I know this isn't a Fortis, and my loyalties are not at all compromised, but if its "Valgiggle" you're after, you should hear this thing---its got the newer "Valgranges" huge mvt in it and you can hear it whirling across the room! It would be great if Fortis would use this mvt in a new model.


----------



## GeoffD (Dec 9, 2006)

This older one that I've been trying to find for almost a year since I just missed one. :-|


----------



## dbluefish (Apr 4, 2007)

My only Fortis but it is the one i like the best of all those I know. Simple and understated and the PVD is really neat. My DOXA 750T Mil Sharkie has PVD but it is satin finish vs the mat black of the Fortis!

paul


----------



## fstshrk (Mar 29, 2007)

I like this one:


----------



## SydneyDan (Mar 23, 2006)

fstshrk said:


> I like this one:


What a fantastic piece--I love it!!!
Kinda brings out the inner child....


----------



## fstshrk (Mar 29, 2007)

This is a MIR special edition. These came with either a black dial or a white dial. I prefer the white dial as the beautiful artwork is more visible. 

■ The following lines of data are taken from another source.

Issue #361, opened 2018-10-19
Line finding needed


brechmos-stsci:
@eteq and I talked about the need for a line finding method that would probably be needed before the actual fitting.  After talking with @eteq there are two methods that might be needed:

1. find lines - all this will do is find the dispersion locations that might appear to have a line
2. estimate parameters - this will take a list of lines (dispersion locations, possibly from 1.) and do a fast estimate of the parameters before calling the slower, iterative fitting routine

brechmos-stsci:
@eteq For the first one (find lines, meaning just dispersion points) will it be important to distinguish absorption lines from emission lines?  

So, for your line here:
![image](https://user-images.githubusercontent.com/18348847/47217558-c3d64000-d376-11e8-87a5-5256f6f4a201.png)

would it be better to return two lists, one with absorption and one with emission lines?

brechmos-stsci:
@eteq and I discussed and he suggested that qtable (from astropy) might be a better way to do it. It will be more exentisble for future things but remain reasonably simple.  So, I'll update the PR to output a quantity-table.

PR #362, opened 2018-10-19
Line Finding and Parameter Estimation

brechmos-stsci:
This is a first pass at line finding from within a spectrum. Two methods were added. 

A near-future push should include fast parameter estimation.

Fixes https://github.com/astropy/specutils/issues/361

### DIFF
--- a/docs/fitting.rst
+++ b/docs/fitting.rst
@@ -50,6 +50,8 @@ Given we start with a spectrum:
    >>> spectrum = Spectrum1D(flux=y*u.Jy, spectral_axis=x*u.um)
 
 .. plot::
+    :include-source:
+    :align: center
 
    >>> from matplotlib import pyplot as plt
    >>> import numpy as np
@@ -67,7 +69,6 @@ Given we start with a spectrum:
    >>> x = np.linspace(0, 10, 200)
    >>> y = g1(x) + g2(x) + g3(x) + np.random.normal(0., 0.2, x.shape)
    >>> spectrum = Spectrum1D(flux=y*u.Jy, spectral_axis=x*u.um)
-   >>> plt.figure(1)
    >>> plt.plot(spectrum.spectral_axis, spectrum.flux)
    >>> plt.xlabel('Spectral Axis ({})'.format(spectrum.spectral_axis.unit))
    >>> plt.ylabel('Flux Axis({})'.format(spectrum.flux.unit))
--- a/docs/fitting.rst
+++ b/docs/fitting.rst
@@ -170,11 +170,7 @@ An example where the parameter estimators are defined:
 
    >>> # Estimate parameter MexicanHat1D
    >>> mh = models.MexicanHat1D()
-   >>> estimators = {
-   >>>   'amplitude': lambda s: max(s.flux),
-   >>>   'x_0': lambda s: centroid(s, region=None),
-   >>>   'stddev': lambda s: fwhm(s)
-   >>> }
+   >>> estimators = { 'amplitude': lambda s: max(s.flux), 'x_0': lambda s: centroid(s, region=None), 'stddev': lambda s: fwhm(s) }
    >>> mh._constraints['parameter_estimator'] = estimators
 
    >>> g_init = estimate_line_parameters(spectrum, mh) #doctest:+SKIP
--- a/docs/fitting.rst
+++ b/docs/fitting.rst
@@ -29,37 +29,17 @@ on calculating the derivative and then thresholding based on it.  Both technique
 return an `~astropy.table.QTable` that contains columns ``line_center``,
 ``line_type`` and ``line_center_index``.
 
-Given we start with a spectrum:
-
-.. code-block:: python
-
-   >>> import numpy as np
-   >>> from astropy.modeling import models
-   >>> import astropy.units as u
-   >>> from specutils import Spectrum1D, SpectralRegion
-   >>> from specutils.manipulation import noise_region_uncertainty
-
-   >>> # Define the spectrum
-   >>> np.random.seed(42)
-   >>> g1 = models.Gaussian1D(1, 4.6, 0.2)
-   >>> g2 = models.Gaussian1D(2.5, 5.5, 0.1)
-   >>> g3 = models.Gaussian1D(-1.7, 8.2, 0.1)
-   >>> x = np.linspace(0, 10, 200)
-   >>> y = g1(x) + g2(x) + g3(x) + np.random.normal(0., 0.2, x.shape)
-   >>> spectrum = Spectrum1D(flux=y*u.Jy, spectral_axis=x*u.um)
+We start with a synthetic spectrum:
 
 .. plot::
-    :include-source:
-    :align: center
+   :include-source:
+   :align: center
 
-   >>> from matplotlib import pyplot as plt
    >>> import numpy as np
    >>> from astropy.modeling import models
    >>> import astropy.units as u
    >>> from specutils import Spectrum1D, SpectralRegion
-   >>> from specutils.manipulation import noise_region_uncertainty
 
-   >>> # Define the spectrum
    >>> np.random.seed(42)
    >>> g1 = models.Gaussian1D(1, 4.6, 0.2)
    >>> g2 = models.Gaussian1D(2.5, 5.5, 0.1)
@@ -67,18 +47,21 @@ Given we start with a spectrum:
    >>> x = np.linspace(0, 10, 200)
    >>> y = g1(x) + g2(x) + g3(x) + np.random.normal(0., 0.2, x.shape)
    >>> spectrum = Spectrum1D(flux=y*u.Jy, spectral_axis=x*u.um)
+
+   >>> from matplotlib import pyplot as plt
    >>> plt.plot(spectrum.spectral_axis, spectrum.flux) # doctest: +IGNORE_OUTPUT
    >>> plt.xlabel('Spectral Axis ({})'.format(spectrum.spectral_axis.unit)) # doctest: +IGNORE_OUTPUT
    >>> plt.ylabel('Flux Axis({})'.format(spectrum.flux.unit)) # doctest: +IGNORE_OUTPUT
    >>> plt.grid('on') # doctest: +IGNORE_OUTPUT
 
-An example using the `~specutils.fitting.find_lines_threshold` where the uncertainty
-is not predefined in the spectrum but is added by calling the
-`~specutils.manipulation.noise_region_uncertainty` method:
+While we know the true uncertainty here, this is often not the case with real
+data.  Therefore, since `~specutils.fitting.find_lines_threshold` requires an
+uncertainty, we will produce an estimate of the uncertainty by calling the
+`~specutils.manipulation.noise_region_uncertainty` function:
 
 .. code-block:: python
 
-   >>> # Define a noise region for adding the uncertainty
+   >>> from specutils.manipulation import noise_region_uncertainty
    >>> noise_region = SpectralRegion(0*u.um, 3*u.um)
    >>> spectrum = noise_region_uncertainty(spectrum, noise_region)
 
@@ -178,13 +161,14 @@ Then estimate the line  parameters it it for a Gaussian line profile::
           1.1845669151078486 4.57517271067525 0.3015075376884422
 
 
-If an `~astropy.modeling.Model` is used that does not have the predefined parameter
-estimators, or if one wants to use different parameter estimators then one can create
-a dictionary where the key is the parameter name and the value is a lambda
-function that operates on a spectrum. For example if one wants to estimate the line
-parameters of a `~astropy.modeling.functional_models.MexicanHat1D` one can
+If an `~astropy.modeling.Model` is used that does not have the predefined
+parameter estimators, or if one wants to use different parameter estimators then
+one can create a dictionary where the key is the parameter name and the value is
+a function that operates on a spectrum (lambda functions are very useful for
+this purpose). For example if one wants to estimate the line parameters of a
+line fit for a `~astropy.modeling.functional_models.MexicanHat1D` one can
 define the ``estimators`` dictionary and attach in the model's ``_constraints``
-dictionary.
+dictionary:
 
 .. code-block:: python
 
@@ -196,7 +180,6 @@ dictionary.
    >>> sub_region = SpectralRegion(4*u.um, 5*u.um)
    >>> sub_spectrum = extract_region(spectrum, sub_region)
 
-   >>> # Estimate parameter MexicanHat1D
    >>> mh = models.MexicanHat1D()
    >>> estimators = { 'amplitude': lambda s: max(s.flux), 'x_0': lambda s: centroid(s, region=None), 'stddev': lambda s: fwhm(s) }
    >>> mh._constraints['parameter_estimator'] = estimators
@@ -213,9 +196,10 @@ dictionary.
        2.4220683957581444 3.6045476935889367   1.0
 
 .. warning::
-   Be aware the use of ``_constraints`` may change in
-   future versions of astropy or specutils, as this is a work around for a known
-   limitation in `astropy.modeling`.
+   Be aware the use of ``_constraints`` to store the estimators may change in
+   future versions of astropy or specutils to something more natural (i.e., not
+   a "private" attribute), as this is a workaround for a known limitation in
+   `astropy.modeling`.
 
 Model (Line) Fitting
 --------------------
--- a/docs/fitting.rst
+++ b/docs/fitting.rst
@@ -46,8 +46,8 @@ An example using the `~specutils.fitting.find_lines_threshold`:
    >>> g2 = models.Gaussian1D(2.5, 5.5, 0.1)
    >>> g3 = models.Gaussian1D(-1.7, 8.2, 0.1)
    >>> x = np.linspace(0, 10, 200)
-   >>> y_double = g1(x) + g2(x) + g3(x) + np.random.normal(0., 0.2, x.shape)
-   >>> spectrum = Spectrum1D(flux=y_double*u.Jy, spectral_axis=x_double*u.um)
+   >>> y = g1(x) + g2(x) + g3(x) + np.random.normal(0., 0.2, x.shape)
+   >>> spectrum = Spectrum1D(flux=y*u.Jy, spectral_axis=x*u.um)
 
    >>> # Define a noise region for adding the uncertainty
    >>> noise_region = SpectralRegion(0*u.um, 3*u.um)
@@ -88,8 +88,8 @@ An example using the `~specutils.fitting.find_lines_derivative`:
    >>> g2 = models.Gaussian1D(2.5, 5.5, 0.1)
    >>> g3 = models.Gaussian1D(-1.7, 8.2, 0.1)
    >>> x = np.linspace(0, 10, 200)
-   >>> y_double = g1(x) + g2(x) + g3(x) + np.random.normal(0., 0.2, x.shape)
-   >>> spectrum = Spectrum1D(flux=y_double*u.Jy, spectral_axis=x_double*u.um)
+   >>> y = g1(x) + g2(x) + g3(x) + np.random.normal(0., 0.2, x.shape)
+   >>> spectrum = Spectrum1D(flux=y*u.Jy, spectral_axis=x*u.um)
 
    >>> # Define a noise region for adding the uncertainty
    >>> noise_region = SpectralRegion(0*u.um, 3*u.um)
--- a/docs/fitting.rst
+++ b/docs/fitting.rst
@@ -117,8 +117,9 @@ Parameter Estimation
PR #929, opened 2022-02-18
Reverts PR 912 due to rotated result in JWST data

pllim:
Reverts actual fix portion of #912 (BUG: Transpose m1 before transposing again)

### DIFF
--- a/CHANGES.rst
+++ b/CHANGES.rst
@@ -7,8 +7,6 @@ New Features
 Bug Fixes
 ^^^^^^^^^
 
-- Fixed cube transpose bug in moment analysis for non-square spatial arrays. [#912]
-
 - Fixed ``spectral_slab`` crashing when ``spectral_axis`` has unit of pixels and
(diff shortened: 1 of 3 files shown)


pllim:
Hold on, don't merge yet. I am getting more confused by the minute.

pllim:
p.s. Neither fixed the rotated JWST data problem!

eteq (approved):
LGTM. 

For broader context, after some out-of-band discussion @pllim @rosteen and I realized not only are we not confident in the right answer here, we're not even sure it makes sense to *have* the axis keyword. But it would be good to get a release of `specutils` out soon.  So in lieu of making a fix that we then have to revert, we're leaving this as-is for now, to be more appropriately fixed in the next specutils version.

rosteen:
FWIW I'm pretty sure that the "with 912" answer is correct, and that the JWST data rotation lies somewhere in the translation between `specutils` and the `jdaviz` backend, but I'm happy to spend some more time thinking about this after the next bugfix release.

PR #934, opened 2022-02-23
Fix formatting in analysis docs.

pjs902:
An extra ":" on line 99 was messing up the formatting of the next code block.


eteq:
Just to provide clarity here: in sphinx docs, either `::` *or* ``.. codeblock: python`` can be used to indicate "treat this paragraph as a code block".  I'm guessing someone accidentally did both at the same time here.

But regardless, thanks for the fix @pjs902 !

PR #937, opened 2022-03-22
Some updates to specutils.analysis functions

chloe-mt-cheng:
- Updated `_normalize_for_template_matching()`: changed `np.sum` to `np.nansum` on lines 60 and 61.  Due to resampling of the spectra (resampling methods fill arrays with NaNs to have points beyond the edges set to NaN), all redshifts compared in `template_redshift()` were producing a `chi2` of NaN (even for a test case using the correct redshift).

And secondly, there is the awesome Lemania 5100 ticking inside it. The 60 minute elapsed time on the main dial is probably one of the most useful complications on the chronographs.


----------



## shortbus (Oct 17, 2007)

fstshrk said:


> I like this one:


 That is so cool!!


----------



## citjet (Feb 11, 2006)

This would have to be my favorite since it's my only one! Nice and big at 44mm wide and 48mm w/crown. So far I have had numerous people checking it out where ever I go. That wasn't my intent because I buy something that I like and appreciate.


----------



## shijiko_7 (Sep 10, 2007)

citjet said:


> This would have to be my favorite since it's my only one! Nice and big at 44mm wide and 48mm w/crown. So far I have had numerous people checking it out where ever I go. That wasn't my intent because I buy something that I like and appreciate.


Very NICE~!


----------



## sweets (Mar 5, 2007)

Here is mine, it is another Special Edition, and this one remains unworn from new, as I picked it up as unsold stock from a Ducati dealer in the UK last year.
I have the dive version of the 5100 cosmonaut as well, but this is the Fortis that I first bought, and therefore has greater value to me


----------



## animate (Nov 18, 2007)

*My Fortis family :-d*


----------



## armina (Feb 8, 2007)

Fantastic traditional Chronograph.
I own one and love it,

Armina



GeoffD said:


> This older one that I've been trying to find for almost a year since I just missed one. :-|


----------